Issue #6, opened 2016-03-16
Start work on analysis framework


rmjarvis:
@cpadavis has started work on branch psf_stats building an analysis framework for testing how good a model is on a given set of data.

This will simplify a lot of the analysis that has previously required several different pieces of software.  It would be nice to be able to
- build the PSF model
- measure some aspects of the model and stars (e.g. size, e1, e2, maybe others)
- compute some statistics of these (e.g. rho statistics)
- plot the results

all from within Piff.  For now, I would focus on the path of information flow.  Having a single choice for each step (e.g. hsm for measurements, rho1 and rho2 for stats) is fine.  Then once we settle on the design of this, we can work on adding more statistics and measurements that we might want.

Issue #5, opened 2016-03-16
Write pixel-based model class


rmjarvis:
@suchyta1 and @gbernstein have started work on the design of this class already.

This will be the first of our LinearModel classes, so we should put some thought into what aspects of this are general enough to be extracted to a middle-tier base class for other linear models.

During the hack day, we though the following would be useful features for arbitrary linear models:
1. Be able to compute the matrix that transforms from model parameters into pixel values
2. Also compute the derivatives of this wrt a centroid shift

Then the LinearModel class could use these matrices to handle the fitting and centroiding (if we are doing that -- we might want to hold nominal centers fixed) in a completely general way that will also apply to e.g. shapelet models.

PR #11, opened 2016-03-21
Psf stats

cpadavis:
Opening shots for #6  .

I decided it made sense to use the PSF class as our base class for the analysis framework. As a first step, I used the HSM algorithm in the Gaussian model combined with rho statistics as computed from TreeCorr (so you'll need TreeCorr in order to use the RhoStatistics class). Currently it computes all five rho statistics using the HSM algorithm and can make log-log plots of the resultant statistics. I appended a simple test in test_single_image in order to make sure that the rho statistics could be computed and some kind of plot generated.

I had to fix a couple things in the Gaussian model in order to make it pass a simple unit test.

I also had to create a way to generate stars from a PSF model, which means I also had to create a way to generate images from a PSF model. These are the new functions generate_image and generate_star in PSF.

Completely open to any suggestions on improving any of these bits!


piff/stats.py
```diff
@@ -0,0 +1,264 @@
...
+
+    # Read any other kwargs in the stats field
+    kwargs = stats_class.parseKwargs(config_stats)
+
+    # Build stats object
+    stats = stats_class(**kwargs)
+
+    return stats
+
+class Statistics(PSF):
```
rmjarvis: I don't think Statistics should be derived from PSF.  In object oriented programming public inheritance (the only kind in python) implies an "is a" relationship.  We don't have that here.  Statistics *is not a* PSF.  

I think Statistics should just be derived from the normal `object` class.  Then I would imagine that most Statistics classes would take a `PSF` instance as a construction argument.

piff/stats.py
```diff
@@ -0,0 +1,264 @@
...
+        """
+        raise NotImplemented("Derived classes must define the plot function")
+
+class RhoStatistics(Statistics):
+    """Returns rho statistics using TreeCorr
+    """
+
+    def stats(self, stars, min_sep=1, max_sep=150, bin_size=0.1,
+              sky_coordinates=False, sep_units='rad',
+              ra_units='deg', dec_units='deg', logger=None):
```
rmjarvis: I think this would work better as an `__init__` method rather than a function.  Logically, I think it would make more sense to be building a `RhoStatistics` object from a `psf` object, a list of `stars` and some optional parameters.  Then rather than return things, this would set attributes: `self.logr, self.rho1`, etc. that someone could access.  Returning a bunch of numpy arrays doesn't make much sense to me.  As evidence, you don't use any of these return values in the unit test you wrote for this.

piff/stats.py
```diff
@@ -0,0 +1,264 @@
...
+
+    :returns: an stats instance
+    """
+    import piff
+
+    if 'stats' not in config:
+        raise ValueError("config dict has no stats field")
+    config_stats = config['stats']
+
+    if 'type' not in config_stats:
```
rmjarvis: This needs some work.  We'll at least want to allow (maybe require?) the stats field to be a list.  Not a single stat type.  Then we would want to process each statistic in turn and return a list of statistics.  Then the piffify function would probably write each one to a file I guess.

piff/stats.py
```diff
@@ -0,0 +1,264 @@
...
+        self.rho = {1: rho1,
+                    2: rho2,
+                    3: rho3,
+                    4: rho4,
+                    5: rho5}
+
+        # return directly the correlation functions
+        return rho1.logr, rho1.xip, rho2.xip, rho3.xip, rho4.xip, rho5.xip
+
+    def plot(self, rho, fig=None, ax=None, logger=None, **kwargs):
```
rmjarvis: Useful to have something that returns plots so they can be displayed from within a python session.  However, more often, we will probably want to write this to a file.  So maybe have a `write()` method in the Statistics base class that will take the output a `stat.plot(...)` and write it to a a file.

piff/stats.py
```diff
@@ -0,0 +1,264 @@
...
+            logger.info("Getting Star Positions")
+        positions = np.array([ self.interp.getStarPosition(star) for star in stars ])
+        # generate the model stars
+        if logger:
+            logger.info("Generating Model Stars")
+        # stars_model = []
+        # for position in positions:
+        #     print(position)
+        #     stars_model.append(self.generate_star(position))
+        stars_model = np.array([ self.generate_star(position) for position in positions ])
```
rmjarvis: I think I'd rather have the image drawing be a method of `PSF`.  This isn't implemented yet, but a PSF surely should know how to make an image of itself at an arbitrary position.

piff/stats.py
```diff
@@ -0,0 +1,264 @@
...
+        # measure moments with Gaussian on interpolated model image
+        if logger:
+            logger.info("Measuring Model Stars")
+        shapes_model = np.array([ hsm.fitStar(star).getParameters() for star in stars_model ])
```
rmjarvis: Lots of statistics will probably want to have measurements of the shapes of stars and models.  So maybe have this functionality be in the base class?

piff/stats.py
```diff
@@ -0,0 +1,264 @@
...
+
+        # define terms for the catalogs
+        ra = positions[:, 0]
+        dec = positions[:, 1]
```
rmjarvis: I don't think these are actually ra, dec.  At least in what we have so far, `getStarPosition` returns the position in field coordinates, not celestial coordinates.  So these should be u,v.

piff/stats.py
```diff
@@ -0,0 +1,264 @@
...
+              sky_coordinates=False, sep_units='rad',
+              ra_units='deg', dec_units='deg', logger=None):
+        """
+
+        :param stars:       A list of StarData instances.
+        :param logger:      A logger object for logging debug info. [default: None]
+        :param min_sep:     Minimum separation (in arcmin) for pairs
+        :param max_sep:     Maximum separation (in arcmin) for pairs
+        :param bin_size:    Logarithmic size of separation bins.
+        :param sky_coordinates: Are we in sky coordinates or otherwise? [default: False]
```
rmjarvis: I see.  You have this to control u,v vs ra,dec.  I don't think we want that.  I think this should always be False.

piff/stats.py
```diff
@@ -0,0 +1,264 @@
...
+        :param sep_units:   I think only matters if in sky_coordinates.
```
rmjarvis: sep_units can matter.   When the positions are not celestial coordinates, they can still have units.  We'll want to force that to `x_units='arcsec'`, `y_units='arcsec'`.  But `sep_units` is appropriately given by the user.  It will dictate the units used for `min_sep` and `max_sep`.  So I guess (given your doc string for them), you'll want the default value for `sep_units` to be `'arcmin'`.

piff/stats.py
```diff
@@ -0,0 +1,264 @@
...
+        # now separate the xi into positive and negative components
+        xi_neg = np.ma.masked_where(xi > 0, -xi)
+        xi_pos = np.ma.masked_where(xi < 0, xi)
+
+        if 'color' not in kwargs.keys():
+            # set color to k
+            color = 'k'
+        else:
+            # let the kwargs specify the color
+            color = kwargs.pop('color')
```
rmjarvis: Slightly simpler here:
```
if 'color' not in kwargs:
    kwargs['color'] = 'k'
...
ax.plot(r, xi_pos, linestyle='-', **kwargs)
```

tests/test_simple.py
```diff
@@ -252,6 +252,15 @@ def test_single_image():
     test_params = psf.interp.interpolate(target)
     numpy.testing.assert_almost_equal(test_params, true_params, decimal=5)
 
+    # Test that we can make rho statistics
+    stats = piff.RhoStatistics.read(psf_file)
+    logr, rho1, rho2, rho3, rho4, rho5 = stats.stats(stars, logger=logger, max_sep=5000)
```
rmjarvis: Should do some basic tests of the result here.
- check the range of separations returned
- check that the max absolute value of each rho stat is less than some value
- check that they aren't precisely zero.

tests/test_simple.py
```diff
@@ -252,6 +252,15 @@ def test_single_image():
...
+
+    # Test that we can make the rho plots
+    rho = stats.rho[1]
+    fig, ax = stats.plot(rho)
+    import matplotlib.pyplot as plt
+    plt.show()
```
rmjarvis: Don't ever have a show() command in unit tests.  They stop the test and force the user to close the window.  Better would be to write it out to a file in a `plots` directory.  Then developers can open those files if they want to make sure things look pretty.  But when doing simple regression testing, we won't need to care about them.

piff/stats.py
cpadavis: This is getting confused with my choice for inheriting the PSF class. The "generate_star" method is in piff/psf.py . I would love comments on how I went about that.

piff/stats.py
cpadavis: This was done because most of the rho statistics plots you made were in arcmin, and I wasn't sure what the units of u,v are. The other part of this is that I think treecorr calculates the distances differently if u,v is on the sphere vs Euclidean (hence the ra/dec vs x/y).

By sky_coordinates always False, we then assume u,v is Euclidean. Is that right?

piff/stats.py
rmjarvis: Right.  OK.  So here (assuming you agree with my proposal to sever this class from PSF), you would use `self.psf.generate_star(position)`.  

Although, I'm particularly fond of the name `generate_star` for that method.  I think the concept we want here is just drawing itself at a position.  Not generating a star, which is a little nonsensical.  This is an image of the PSF, not a star.  The fact that you wrap this in a StarModel is just an implementation detail so you could use the Gaussian class  so measure the shape.

But in general, I think the method in PSF should be:
```
psf.drawImage(position, offset)
```
where `offset` should default to (0,0), but would allow the user to offset the nominal center of the model from the center of the image if they want.

Then here, you could wrap that in a StarData object if you want, where the position to use in the constructor would be `image_pos = image.trueCenter() + offset`.

piff/psf.py
```diff
@@ -116,4 +116,34 @@ def read(cls, file_name, logger=None):
...
+        :param logger:      A logger object for logging debug info. [default: None]
+
+        :returns: a star
+        """
+        from .stardata import StarData
+        # TODO: not sure what to do about image? for now just make a random galsim image
+        import galsim
+        image = galsim.Image(32, 32)
+        return StarData(self.generate_image(position, image, logger=logger),
+                        galsim.PositionD(*position), logger=logger, **kwargs)
```
rmjarvis: As mentioned below, `position` is not the right thing for `image_pos` here.  `position` is the location in the field of view where you want the nominal center of the PSF to be located.  StarData takes an `image_pos` which is the location in this postage stamp image where the nominal center is located.  Based on how you wrote `generate_image`, the right value here would be `image.trueCenter()`.

But see below for an alternate proposal for how this should work.

cpadavis:
OK Next round of iterations. I think I addressed nearly all of your comments, except the one about the process_stats function. For that one I will need to read how the piffify handler works. I imagine any stats operations would go either between building the PSF model and output or after output? I'm envisioning things like plots of PSF whiskers and rho statistics

piff/psf.py
```diff
@@ -116,4 +116,28 @@ def read(cls, file_name, logger=None):
...
+        import piff
+        import galsim
+        image = galsim.Image(32, 32)
+
+        # interpolate params
+        interpolated_params = self.interp.interpolate(position)
+        # set the parameters on the psf model, which gives a new model instance
+        interpolated_model = self.model.setParameters(interpolated_params)
+        # draw on the galsim image container
+        interpolated_image = interpolated_model.drawImage(image)
```
rmjarvis: This should be
```
interpolated_image = interpolated_model.drawImage(image, offset=galsim.PositionD(*offset))
```
Then I would just return it.  I don't think we should be turning it into a StarData object.

rmjarvis:
> For that one I will need to read how the piffify handler works. I imagine any stats operations would go either between building the PSF model and output or after output? I'm envisioning things like plots of PSF whiskers and rho statistics

I think it would be worth focusing on this a bit, since I'm finding the work flow in the RhoStatistics class a bit confusing trying to understand how you expect it to work.  It seems like you would need to call the write function 5 times to get everything, which doesn't seem like a great API.  I also don't really understand the way you're passing around `fig` and `ax` parameters.  What is the use case where those should be inputs to the write function?

So I think it would be helpful to work on the top-level design.  How do we want to interact with the Statistics classes?  How would we specify this in the config file?  Also, how might we want to load a PSF from a file and run some statistics on it?  I think concrete use cases like these will help clarify what the right front-end API should be.

cpadavis:
It's confusing because I'm confused about it :)

The use cases I had in mind for passing fig and ax around would be in case one wanted to put multiple stats results onto the same figure. So for example you could be making a figure with lots of axes of psf parameters vs focal plane position. But the more I think about it the less I like it, so I have changed it with this iteration.

I have updated the piffify script so that it can take in a series of statistics. There is a simple example of this in the test_simple script.

rmjarvis:
I made a slight change to avoid using masked arrays, since I was getting runtime warnings from matplotlib not liking the masked values.  And the code is no less clear using regular masks.

rmjarvis:
Does anyone else want to code review this?  If not, I'm happy to go ahead and merge this, but if someone else is planning on giving this a look, just say so.

joezuntz:
I'll give it a quick look over.

piff/psf.py
```diff
@@ -116,4 +116,29 @@ def read(cls, file_name, logger=None):
...
 
+        :param position:    Position we are interpolating to.
+        :param offset:      Tuple; sett the nominal center of the image
+                            relative to actual center of image [Default: None]
+        :param logger:      A logger object for logging debug info. [default: None]
+
+        :returns: a galsim image
+        """
+        import galsim
+        image = galsim.Image(32, 32)
```
joezuntz: Why 32*32 in particular? Does the specific choice of this matter?

piff/stats.py
```diff
@@ -0,0 +1,364 @@
...
+
+    stats = []
+    for config_stats in config_stats_list:
+
+        if 'type' not in config_stats:
+            raise ValueError("config['stats'] has no type field")
+
+        # Get the class to use for the stats
+        # Not sure if this is what we'll always want, but it would be simple if we can make it work.
+        stats_class = eval('piff.' + config_stats.pop('type'))
```
joezuntz: it's quite hard to debug "eval" statements; I'd suggest using getattr(piff, config_stats.pop('type')). Also do you mean to modify what's in config by popping from it? Won't that cause problems if you want to run it on multiple fields?

piff/stats.py
```diff
@@ -0,0 +1,364 @@
...
+        """
+        raise NotImplemented("Derived classes must define the statistical operation!")
+
+    def plot(self, logger=None):
+        """Make your plots.
+
+        :param logger:      A logger object for logging debug info. [default: None]
+        :returns:           fig and ax
+        """
+        raise NotImplemented("Derived classes must define the plot function")
```
joezuntz: Do all statistics have to plot something?

piff/stats.py
cpadavis: This is the way @rmjarvis has been doing this in all the other files, so I just cribbed from him...

I think the usecase was that you were done with the config after processing (ie you loaded it up in a script), but I agree that you could instead do config_stats['type'] and not modify config_stats. I think in some of the other cases (like input.py), it was done so that if there were not a 'type' in the dictionary, it returned a default value:

    input_handler_class = eval('piff.Input' + config_input.pop('type','Files'))

piff/psf.py
cpadavis: Completely arbitrary! I think for our purposes it doesn't matter _that much_, and we could always make it a part of the kwargs for drawImage instead

piff/stats.py
rmjarvis: The logic on that was that other than the 'type' parameter in the config dict, the rest of the parameters there would normally be the construction kwargs for the builder.  So the `parseKwargs` function in each of the builder base classes just returns the rest of the config dict (although it can be overridden if there is more work to be done for a particular class).

Chris didn't use this paradigm for the stats classes, so maybe here it doesn't make sense.

As for whether that's a problem for repeated runs, we should probably just make a deep copy at the start of each run.  Then we can mess with the config dict as much as we want along the way without screwing things up for other runs.

rmjarvis: Actually, I checked, and we already make a deep copy at the start of piffify.  So I already anticipated this apparently.  I did make the change from eval to getattr though.  I think that's a good suggestion.

piff/psf.py
rmjarvis: I think we'll eventually want to have the model decide how big an image is appropriate to include all the information.  But let's delay that for now until we finish with #5, since I think there are some infrastructure changes that Gary and I have been discussing there that will be relevant for how to do this gracefully.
-*-
■ **EXERCISE**:
Return exactly, and only, the lines from the start of the listing through the line with "- plot the results".

■ **EXERCISE RESPONSE**:
Issue #6, opened 2016-03-16
Start work on analysis framework


rmjarvis:
@cpadavis has started work on branch psf_stats building an analysis framework for testing how good a model is on a given set of data.

This will simplify a lot of the analysis that has previously required several different pieces of software.  It would be nice to be able to
- build the PSF model
- measure some aspects of the model and stars (e.g. size, e1, e2, maybe others)
- compute some statistics of these (e.g. rho statistics)
- plot the results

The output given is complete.